This project focuses on performing clustering analysis on the Spotify Million Dataset, which contains song names, artist names, links to the songs, and lyrics. The dataset can be utilized for song recommendations, song classification, and clustering of songs based on their features.
The Spotify Million Dataset was obtained from Kaggle using the Kaggle API. The dataset is stored in a zip file named spotify_millsongdata.csv.zip
. To extract the dataset, the following code was used:
from zipfile import ZipFile
with ZipFile('data/spotify_millsongdata.csv.zip', mode='r') as zip_file:
zip_file.extractall('data/')
Text preprocessing is a crucial step before applying the KMeans clustering algorithm. The provided code demonstrates a simple helper function, preprocess_text()

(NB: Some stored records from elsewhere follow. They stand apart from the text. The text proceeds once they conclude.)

PR #1400, opened 2023-11-16
Exclude precommit codespell check for translation po files

### LINKED ISSUE #1389: Relax codespell requirements for CI of translated docs
#1359 indicates failure due to dictionary items missing for different translations. We should relax codespell so that it is not a required check for translations. Alternatively, set it to report results but not block a PR.

willingc:
Closes #1389 

----
:books: Documentation preview :books:: https://python-packaging-user-guide--1400.org.readthedocs.build/en/1400/

### DIFF
--- a/.pre-commit-config.yaml
+++ b/.pre-commit-config.yaml
@@ -15,7 +15,7 @@ repos:
   rev: v2.2.6
   hooks:
   - id: codespell
-    args: ["-L", "ned,ist,oder","--skip","*.po"]
+    args: ["-L", "ned,ist,oder", "--skip", "*.po"]
 
 - repo: local
   hooks:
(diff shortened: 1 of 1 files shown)


.pre-commit-config.yaml
```diff
@@ -15,7 +15,7 @@ repos:
   rev: v2.2.6
   hooks:
   - id: codespell
-    args: ["-L", "ned,ist,oder"]
+    args: ["-L", "ned,ist,oder","--skip","*.po"]
```
hugovk, line 18: The littlest of nits, otherwise looks good 👍 

```suggestion
    args: ["-L", "ned,ist,oder", "--skip", "*.po"]
```

Oh, and did the ned, ist and/or oder come from a po file? If so, we can remove those from this config too.

hugovk (approved):

pradyunsg (approved):

PR #1407, opened 2023-11-18
Fix virtualenv description

zahlman:
Okay, I managed to figure out how to do this properly (I think). Maybe I'm the only one who feels this way, but sometimes GitHub is harder for me to understand than Git itself.

Anyway, here are a few quick changes to update the description of virtualenv and make it read more cleanly.

----
:books: Documentation preview :books:: https://python-packaging-user-guide--1407.org.readthedocs.build/en/1407/

### DIFF
--- a/source/key_projects.rst
+++ b/source/key_projects.rst
@@ -341,11 +341,9 @@ virtualenv
 virtualenv is a tool for creating isolated Python :term:`Virtual Environments
 <Virtual Environment>`, like :ref:`venv`. Unlike :ref:`venv`, virtualenv can
 create virtual environments for other versions of Python, which it locates
-using the PATH environment variable. It also provides
-additional functionality, compared to :ref:`venv`, by supporting Python
-2.7 and by providing convenient features for configuring, maintaining,
-duplicating, and troubleshooting the virtual environments. For more
-information, see the section on :ref:`Creating and using Virtual
+using the PATH environment variable. It also provides convenient features for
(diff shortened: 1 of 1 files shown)


source/key_projects.rst
```diff
@@ -333,18 +333,17 @@ it's fast and secure, it's maintained, and it reliably works.
 virtualenv
 ==========
 
-:doc:`Docs <virtualenv:index>` |
+`Docs <https://virtualenv.pypa.io/en/stable/index.html>`__ |
```
willingc, line 336: I would keep the original link since it will provide a better search experience across documentation.

willingc (commented):
I like the updated prose. I would like the link to remain as written. If you update the link back to the original content, I will be happy to rereview.

source/key_projects.rst
zahlman: I used a separate commit for that change exactly because I anticipated that there would be a reason this part was as it was. I have no objection to cherry-picking (cherry-unpicking?) this, but I want to understand why the hover text for the current link says

> (in virtualenv v0.1)

and whether that is actually as intended. What is supposed to be significant about that version? The hover text for e.g. the Conda doc link does not list a version number.

willingc: Interesting re: hover text. It does seem that anything of the form `:doc:` does have a hover text which I agree is confusing since the version seems off. I'm going to merge this as is. Thanks @zahlman and good eye for detail.

@

willingc (approved):

PR #1411, opened 2023-11-19
Proofread 'How to modernize a setup.py based project?'

hugovk:
Thank you for this guide, it's very useful!

Here's a few small proofreading suggestions.

* No need to italicise "pip"

* If we "**MUST NOT**" use the old commands, then upgrade "can be used" to "should be used" for the replacement commands

* Simplify "Current recommendation" -> "Recommendation". When it's no longer current, let's update it. (Same for the whole website.)

* Fix typo: `build-sytem` -> `build-system`

----
:books: Documentation preview :books:: https://python-packaging-user-guide--1411.org.readthedocs.build/en/1411/


sinoroc (approved):

willingc (approved):
Looks good. Thanks for editing @hugovk.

, that converts the text into numerical features suitable for input to the KMeans algorithm. The preprocessing steps include:
- Removing stopwords and converting the text to lowercase.
- Applying stemming or lemmatization to reduce words to their root form.
- Employing the CountVectorizer module from the sklearn library to create a bag-of-words representation.
- Utilizing the TF-IDF (Term Frequency-Inverse Document Frequency) transformer to weigh the importance of words in the dataset.
- Applying dimensionality reduction techniques such as SparsePCA and scaling using StandardScaler.
After text preprocessing, the K-means clustering algorithm is applied to the transformed data. The following evaluation techniques are employed:
- Elbow Method: Used to determine the optimal number of clusters by analyzing the inertia (within-cluster sum of squares) for different values of k.
- Silhouette Analysis: A graphical tool to measure how tightly grouped the samples within each cluster are. The silhouette score ranges from -1 to 1, where higher values indicate better-defined clusters.
To determine the most representative words in each cluster, word clouds are generated for each cluster sample. Word clouds provide visual representations of frequently occurring words, offering insights into the characteristics of each cluster.
In this project, the K-means clustering algorithm is applied to the Spotify Million Dataset for the clustering analysis of songs. The text data is preprocessed to transform it into numerical features suitable for clustering. The optimal number of clusters is determined using the elbow method, and the tightness of the clusters is assessed using silhouette analysis. Finally, word clouds are generated to identify the most representative words in each cluster.
Medium Article - Unraveling Spotify’s Music Universe: A Clustering Analysis Approach
Potential future enhancements for this project include:
- Exploring different clustering algorithms and comparing their performance.
- Incorporating additional features such as song metadata or audio features for a more comprehensive clustering analysis.
- Developing a song recommendation system based on the clustering results.
By continuously refining the clustering algorithms and incorporating additional features, this project aims to improve song recommendations, and genre classification, and provide valuable insights into the Spotify music dataset.